• [Extracted information]

******************************

Issue #284, opened 2017-03-26
Fix commit batching from more than one stage


fdimuccio:
Hello,

I hit this particular bug: I have two Consumer.committableSource that are merged in one flow and at the end of the stream I commit messages using a single CommittableOffsetBatch, but only messages from one stage (belonging to one groupId) are committed.

fdimuccio:
Following the discussion of PR [https://github.com/akka/reactive-kafka/pull/270](https://github.com/akka/reactive-kafka/pull/270) I changed the code to avoid the usage of the global ExecutionContext, here is the commit: [https://github.com/fdimuccio/reactive-kafka/commit/79e4fc975e5af4f8f8178fc4eaa6fb772bbf2516](https://github.com/fdimuccio/reactive-kafka/commit/79e4fc975e5af4f8f8178fc4eaa6fb772bbf2516).

The only drawback (that I see) of this solution is that the `KafkaAsyncConsumerCommitterRef` is tied to `CommittableOffsetBatchImpl`. To decouple them the `CommittableOffsetBatch` trait should be changed to return also the `Committer` for each `GroupPartitionTopic`, but since the `Committer` is an internal API I didn't want to go too far with the changes.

******************************

• [Task requirements] Each record is to be retyped exactly as written.

• [Exercise answer]
Issue #284, opened 2017-03-26
Fix commit batching from more than one stage


fdimuccio:
Hello,

I hit this particular bug: I have two Consumer.committableSource that are merged in one flow and at the end of the stream I commit messages using a single CommittableOffsetBatch, but only messages from one stage (belonging to one groupId) are committed.

fdimuccio:
Following the discussion of PR [https://github.com/akka/reactive-kafka/pull/270](https://github.com/akka/reactive-kafka/pull/270) I changed the code to avoid the usage of the global ExecutionContext, here is the commit: [https://github.com/fdimuccio/reactive-kafka/commit/79e4fc975e5af4f8f8178fc4eaa6fb772bbf2516](https://github.com/fdimuccio/reactive-kafka/commit/79e4fc975e5af4f8f8178fc4eaa6fb772bbf2516).

The only drawback (that I see) of this solution is that the `KafkaAsyncConsumerCommitterRef` is tied to `CommittableOffsetBatchImpl`. To decouple them the `CommittableOffsetBatch` trait should be changed to return also the `Committer` for each `GroupPartitionTopic`, but since the `Committer` is an internal API I didn't want to go too far with the changes.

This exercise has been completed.